TASK ITEM
Each line from the one containing "I spotted a" through the last line of the data below is to be written out verbatim, and nothing more.
═══ PROVIDED RECORDS ═══
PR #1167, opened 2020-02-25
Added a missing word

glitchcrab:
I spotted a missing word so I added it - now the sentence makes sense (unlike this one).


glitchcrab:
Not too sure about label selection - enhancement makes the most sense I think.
═══
RESULT BELOW
I spotted a missing word so I added it - now the sentence makes sense (unlike this one).


glitchcrab:
Not too sure about label selection - enhancement makes the most sense I think.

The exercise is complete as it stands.